**WHAT TO WORK ON**
Give back the records in their entirety, exactly.

Saved entries:
^^^^
PR #424, opened 2014-01-22
Hadoop compat

faisalmoeen:
Implemented issue #382.

There is an org.apache package which was needed to extend Task class of hadoop which has package visibility. Any suggestions to solve this?

PR #437, opened 2014-01-25
hadoop-compat addons project with HadoopDataSource

rmetzger:
I picked up the code of https://github.com/stratosphere/stratosphere/pull/424 and enhanced it with the following:
- make hadoop-compat compatible to hadoop yarn and remove code in package `org.apache.hadoop`.
- Extended usercode object wrapper (@aljoscha, please validate my changes), fixed InputFormat serialization
- introduce pluggable type converter
- Add a generic wrapper for Hadoop's `Writable` and `WritableComparable`.

The generic wrapper allows to do the following: (The example is from Mongodb's Hadoop InputFormat)

``` java
public void map(Record record, Collector<Record> out) throws Exception {
    WritableWrapper wrap = record.getField(0, WritableWrapper.class);
    Writable wr = wrap.value();
    Writable valWr = record.getField(1, WritableWrapper.class).value();
    BSONWritable bson = (BSONWritable) wr;
    BSONWritable value = (BSONWritable) valWr;
    System.err.println("bson value has "+value.toString());
}
```

Lets discuss if we want the project being called "hadoop-compat" or if you prefer "hadoop-compatability" ?

Open issues:
- If the Hadoop IF is a FileInputFormat, we should make the split assignment file locality aware
- Add junit tests for various formats such as ORC, Parquet and Avro.
- Write website documentation for this code.
- Add HadoopDataSink
- See if it is possible to map hadoop counters to our accumulators


uce:
Nice. I vote for `hadoop-compatability` as `compat` is imho not a standard acronym.

What do you mean with "Add HadoopDataSource"? Typo for **sink**?

rmetzger:
I saw `compat` being used by some Linux developers ;)
And the source was a typo, I meant sink.

I added an additional converter that allows to use any Hadoop `Writable`!

fhueske:
Not sure, if I would call it either. 
This feature gives "only" support for Hadoop InputFormats, but there is lots of other stuff in Hadoop which we do not support right now such as OutputFormats, Map, and Reduce functions.
If we plan to extend the support for these interfaces as well, I would go with `hadoop-compatibility`. 
Otherwise, `hadoop-input` would be a good name IMHO.

rmetzger:
The plan is to put everything related to hadoop compatability into this package. 
I think the next step would be a `OutputFormat`.

I will change the name!

StephanEwen:
We are thinking about adding proper interface compatibility with Hadoop
later. That could all be in one project, called  hadoop-compatibility.

stratosphere-core/src/main/java/eu/stratosphere/api/common/operators/util/UserCodeObjectWrapper.java
```diff
@@ -33,30 +34,47 @@
...
+				/**
+				 * Check if the usercode class has custom serialization methods.
+				 * (See http://docs.oracle.com/javase/7/docs/api/java/io/Serializable.html for details).
+				 * We can not guarantee that the user handles serialization correctly in this case.
+				 */
+				boolean hasCustomSerialization = false;
+				Method customSerializer = null;
+				Method customDeserializer = null;
+				try {
+					customSerializer = current.getClass().getDeclaredMethod("writeObject", java.io.ObjectOutputStream.class);
```
rmetzger, line 51: @aljoscha: Could you review this change? (I committed it already to master) ... but it would be good if you can confirm my approach.

Issue #147, opened 2013-10-10
Make Stub and Input/Output Formats Serializable


StephanEwen:
Currently, all stubs need to manually declare serializability, to be able to be shipped as code. This causes non-runnable stubs, if they forget this declaration (easy trap) and ugly user code.

We should either
- declare serializability in the Stub, so it does not need to be added to all implementations. It still required to either ignore the serializability warning, or declare a serial version uid. - OR -
- use a different serializer than the java default serializer, fir example kryo. I am not sure how that interplays with the scala frontend, since scala serializes closures through java's default serialization.

We may be able to use both, meaning we use java serializability if a stub declared the java.io.Serializable interface, and use kryo otherwise. That would lead to the best support for user code.

aljoscha:
At the beginning I declared serializability in the stub. I decided against this though because serializability does not just mean implementing Serializable, you also have to make sure that your class is actually serializable. It has to be a deliberate choice by the user.

rmetzger:
I don't know if you know that @aljoscha's implementation is able to handle both, classes and objects as stubs.

I think Hadoop users are used to define classes in their stubs and configure them using the Configuration. If (advanced) Stratosphere users want to pass objects, they have to take care of serializability.

uce:
I would be curious to see how much we would gain by using Kryo instead of Java serialization (see https://github.com/eishay/jvm-serializers/wiki for some numbers).

Scala classes need some extra setup though (https://code.google.com/p/kryo/#Scala).

Spark for example uses Java serialization for closures (see `spark.closure.serializer` at http://spark.incubator.apache.org/docs/latest/configuration.html) and recommends Kryo for general object serialization (see `spark.serializer`) although Java serialization is the default (because users have to manually register their classes with Kryo).

aljoscha:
^^^^
**OUTPUT OF THE TASK**
PR #424, opened 2014-01-22
Hadoop compat

faisalmoeen:
Implemented issue #382.

There is an org.apache package which was needed to extend Task class of hadoop which has package visibility. Any suggestions to solve this?

PR #437, opened 2014-01-25
hadoop-compat addons project with HadoopDataSource

rmetzger:
I picked up the code of https://github.com/stratosphere/stratosphere/pull/424 and enhanced it with the following:
- make hadoop-compat compatible to hadoop yarn and remove code in package `org.apache.hadoop`.
- Extended usercode object wrapper (@aljoscha, please validate my changes), fixed InputFormat serialization
- introduce pluggable type converter
- Add a generic wrapper for Hadoop's `Writable` and `WritableComparable`.

The generic wrapper allows to do the following: (The example is from Mongodb's Hadoop InputFormat)

``` java
public void map(Record record, Collector<Record> out) throws Exception {
    WritableWrapper wrap = record.getField(0, WritableWrapper.class);
    Writable wr = wrap.value();
    Writable valWr = record.getField(1, WritableWrapper.class).value();
    BSONWritable bson = (BSONWritable) wr;
    BSONWritable value = (BSONWritable) valWr;
    System.err.println("bson value has "+value.toString());
}
```

Lets discuss if we want the project being called "hadoop-compat" or if you prefer "hadoop-compatability" ?

Open issues:
- If the Hadoop IF is a FileInputFormat, we should make the split assignment file locality aware
- Add junit tests for various formats such as ORC, Parquet and Avro.
- Write website documentation for this code.
- Add HadoopDataSink
- See if it is possible to map hadoop counters to our accumulators


uce:
Nice. I vote for `hadoop-compatability` as `compat` is imho not a standard acronym.

What do you mean with "Add HadoopDataSource"? Typo for **sink**?

rmetzger:
I saw `compat` being used by some Linux developers ;)
And the source was a typo, I meant sink.

I added an additional converter that allows to use any Hadoop `Writable`!

fhueske:
Not sure, if I would call it either. 
This feature gives "only" support for Hadoop InputFormats, but there is lots of other stuff in Hadoop which we do not support right now such as OutputFormats, Map, and Reduce functions.
If we plan to extend the support for these interfaces as well, I would go with `hadoop-compatibility`. 
Otherwise, `hadoop-input` would be a good name IMHO.

rmetzger:
The plan is to put everything related to hadoop compatability into this package. 
I think the next step would be a `OutputFormat`.

I will change the name!

StephanEwen:
We are thinking about adding proper interface compatibility with Hadoop
later. That could all be in one project, called  hadoop-compatibility.

stratosphere-core/src/main/java/eu/stratosphere/api/common/operators/util/UserCodeObjectWrapper.java
```diff
@@ -33,30 +34,47 @@
...
+				/**
+				 * Check if the usercode class has custom serialization methods.
+				 * (See http://docs.oracle.com/javase/7/docs/api/java/io/Serializable.html for details).
+				 * We can not guarantee that the user handles serialization correctly in this case.
+				 */
+				boolean hasCustomSerialization = false;
+				Method customSerializer = null;
+				Method customDeserializer = null;
+				try {
+					customSerializer = current.getClass().getDeclaredMethod("writeObject", java.io.ObjectOutputStream.class);
```
rmetzger, line 51: @aljoscha: Could you review this change? (I committed it already to master) ... but it would be good if you can confirm my approach.

Issue #147, opened 2013-10-10
Make Stub and Input/Output Formats Serializable


StephanEwen:
Currently, all stubs need to manually declare serializability, to be able to be shipped as code. This causes non-runnable stubs, if they forget this declaration (easy trap) and ugly user code.

We should either
- declare serializability in the Stub, so it does not need to be added to all implementations. It still required to either ignore the serializability warning, or declare a serial version uid. - OR -
- use a different serializer than the java default serializer, fir example kryo. I am not sure how that interplays with the scala frontend, since scala serializes closures through java's default serialization.

We may be able to use both, meaning we use java serializability if a stub declared the java.io.Serializable interface, and use kryo otherwise. That would lead to the best support for user code.

aljoscha:
At the beginning I declared serializability in the stub. I decided against this though because serializability does not just mean implementing Serializable, you also have to make sure that your class is actually serializable. It has to be a deliberate choice by the user.

rmetzger:
I don't know if you know that @aljoscha's implementation is able to handle both, classes and objects as stubs.

I think Hadoop users are used to define classes in their stubs and configure them using the Configuration. If (advanced) Stratosphere users want to pass objects, they have to take care of serializability.

uce:
I would be curious to see how much we would gain by using Kryo instead of Java serialization (see https://github.com/eishay/jvm-serializers/wiki for some numbers).

Scala classes need some extra setup though (https://code.google.com/p/kryo/#Scala).

Spark for example uses Java serialization for closures (see `spark.closure.serializer` at http://spark.incubator.apache.org/docs/latest/configuration.html) and recommends Kryo for general object serialization (see `spark.serializer`) although Java serialization is the default (because users have to manually register their classes with Kryo).

aljoscha:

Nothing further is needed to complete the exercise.